-- Source material follows --
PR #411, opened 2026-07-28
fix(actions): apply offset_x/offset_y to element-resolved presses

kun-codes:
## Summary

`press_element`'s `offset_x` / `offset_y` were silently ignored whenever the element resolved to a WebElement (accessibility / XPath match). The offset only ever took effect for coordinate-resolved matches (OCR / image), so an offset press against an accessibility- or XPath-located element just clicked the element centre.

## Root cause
-- Source material concluded --
-- Source material follows --
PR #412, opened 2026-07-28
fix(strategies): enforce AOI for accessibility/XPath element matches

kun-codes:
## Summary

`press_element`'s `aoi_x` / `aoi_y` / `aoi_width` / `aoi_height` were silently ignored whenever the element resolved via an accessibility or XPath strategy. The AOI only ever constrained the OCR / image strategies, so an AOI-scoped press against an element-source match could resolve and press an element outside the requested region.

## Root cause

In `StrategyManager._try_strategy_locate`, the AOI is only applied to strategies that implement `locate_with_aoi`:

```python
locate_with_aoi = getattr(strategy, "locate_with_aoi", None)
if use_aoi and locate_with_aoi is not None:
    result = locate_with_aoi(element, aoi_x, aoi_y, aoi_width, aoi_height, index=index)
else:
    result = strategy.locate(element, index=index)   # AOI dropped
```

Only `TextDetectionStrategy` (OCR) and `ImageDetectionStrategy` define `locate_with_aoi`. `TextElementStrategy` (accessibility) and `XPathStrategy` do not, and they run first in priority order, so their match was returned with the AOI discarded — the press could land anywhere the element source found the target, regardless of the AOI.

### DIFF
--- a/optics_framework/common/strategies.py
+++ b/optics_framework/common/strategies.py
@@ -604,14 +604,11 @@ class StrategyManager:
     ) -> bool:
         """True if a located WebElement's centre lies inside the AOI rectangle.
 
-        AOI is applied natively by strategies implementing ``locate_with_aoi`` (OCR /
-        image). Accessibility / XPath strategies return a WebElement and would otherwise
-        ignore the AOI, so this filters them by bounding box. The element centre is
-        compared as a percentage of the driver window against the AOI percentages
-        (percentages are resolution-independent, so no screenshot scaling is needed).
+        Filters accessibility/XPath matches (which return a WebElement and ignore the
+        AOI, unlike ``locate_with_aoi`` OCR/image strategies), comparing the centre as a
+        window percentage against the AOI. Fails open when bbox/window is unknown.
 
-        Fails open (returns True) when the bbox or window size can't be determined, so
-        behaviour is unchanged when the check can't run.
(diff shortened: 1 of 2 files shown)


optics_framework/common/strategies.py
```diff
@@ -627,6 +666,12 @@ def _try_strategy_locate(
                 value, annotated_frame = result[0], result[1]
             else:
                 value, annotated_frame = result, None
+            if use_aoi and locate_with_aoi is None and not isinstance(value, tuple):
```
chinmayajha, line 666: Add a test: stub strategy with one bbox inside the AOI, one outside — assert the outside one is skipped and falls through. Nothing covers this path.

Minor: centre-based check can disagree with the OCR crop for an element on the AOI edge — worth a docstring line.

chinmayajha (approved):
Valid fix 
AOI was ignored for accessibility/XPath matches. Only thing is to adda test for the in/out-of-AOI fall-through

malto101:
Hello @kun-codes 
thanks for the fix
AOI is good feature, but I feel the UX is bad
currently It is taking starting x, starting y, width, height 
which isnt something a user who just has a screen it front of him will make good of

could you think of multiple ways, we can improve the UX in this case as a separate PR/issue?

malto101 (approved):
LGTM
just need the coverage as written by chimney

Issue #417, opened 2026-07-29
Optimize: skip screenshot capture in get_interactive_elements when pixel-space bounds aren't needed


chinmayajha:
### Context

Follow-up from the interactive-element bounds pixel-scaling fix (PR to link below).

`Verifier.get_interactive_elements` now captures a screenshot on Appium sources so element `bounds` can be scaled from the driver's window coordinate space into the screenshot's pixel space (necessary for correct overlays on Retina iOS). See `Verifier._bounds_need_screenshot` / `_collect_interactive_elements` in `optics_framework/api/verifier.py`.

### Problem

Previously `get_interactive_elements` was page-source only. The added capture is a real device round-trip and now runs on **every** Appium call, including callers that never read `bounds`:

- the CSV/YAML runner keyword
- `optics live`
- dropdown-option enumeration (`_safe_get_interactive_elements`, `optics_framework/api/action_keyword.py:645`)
-- Source material concluded --
### Problem to solve
The records are given above. Copy each line in them that holds "which".

### Answer space
+        Filters accessibility/XPath matches (which return a WebElement and ignore the
which isnt something a user who just has a screen it front of him will make good of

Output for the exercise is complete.